INPUT DATA START

PR #2407, opened 2026-06-17
GenAI: recover JSON body from truncated TLS capture buffer

NameHaibinZhang:
## Changes

Add utilities for recovering JSON body content from truncated capture buffers:

- `extractJSONRawField(body, key)` - Extract a specific field's raw JSON value using bracket matching
- `extractJSONRawValue(data, startIdx)` - Parse a complete JSON value from a given offset using bracket/quote tracking
- `recoverJSONBodyFromBuffer()` - Scan buffer for JSON start after HTTP frame boundaries, recovering body that may span TLS record splits

### Safety measures:
- Returned bytes are copied to avoid aliasing UnsafeView memory
- Bounded to ContentLength to prevent over-reads
- Falls back gracefully (returns nil) on malformed input

Relates to #2267


mariomac (approved):
LGTM!

pkg/ebpf/common/http_transform.go
```diff
@@ -318,9 +318,52 @@ func HTTPInfoEventToSpan(parseCtx *EBPFParseContext, event *BPFHTTPInfo) (reques
 		return httpRequestToSpan(event, requestBuffer), false, nil
 	}
 
+	// When the body is empty but Content-Length indicates data should be
+	// present, the body bytes may be at a different offset in the raw
+	// buffer (e.g. SSL connections where headers and body arrive in
+	// separate writes that get interleaved). Scan the raw buffer for a
+	// JSON body and replace req.Body so downstream detectors can parse it.
+	if req.ContentLength > 0 {
+		body, readErr := io.ReadAll(req.Body)
```
mmat11: how rare is for this to happen? this `ReadAll` is happening for every buffer, just to test emptiness, is there any way we can refactor or gate this to not happen every time in the happy path?

NameHaibinZhang: Good point! Replaced the `io.ReadAll` with a single-byte probe read: we `Read(probe[:1])` and only enter the recovery path when `n == 0`. On the happy path (body already parsed correctly by `http.ReadRequest`), we just prepend the consumed byte back via `io.MultiReader` — no full-body allocation or copy.

grcevski (approved):
LGTM!

mmat11 (approved):

PR #2410, opened 2026-06-17
GenAI: support nested rerank request/response formats

NameHaibinZhang:
## Changes

Add support for nested rerank request/response formats used by providers like DashScope/Qwen:

- `RerankRequest`: Add `NestedInput` (input.query, input.documents) and `NestedParams` (parameters.top_n) with getter methods that prefer nested values over top-level
- `RerankResponse`: Add `NestedOutput` (output.results) with getter methods
- `VendorRerank`: Add `GetInput()`/`GetOutput()` for unified access to rerank I/O
- Generate `gen_ai.rerank.top_n` attribute from the unified getter

Relates to #2267


mariomac (approved):
👏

INPUT DATA END

__WHAT NEEDS TO BE DONE__:
Nothing but the lines from the top of the entries above through the line with "using bracket matching" should be set down, each exactly as written.

__RESPONSE__:
PR #2407, opened 2026-06-17
GenAI: recover JSON body from truncated TLS capture buffer

NameHaibinZhang:
## Changes

Add utilities for recovering JSON body content from truncated capture buffers:

- `extractJSONRawField(body, key)` - Extract a specific field's raw JSON value using bracket matching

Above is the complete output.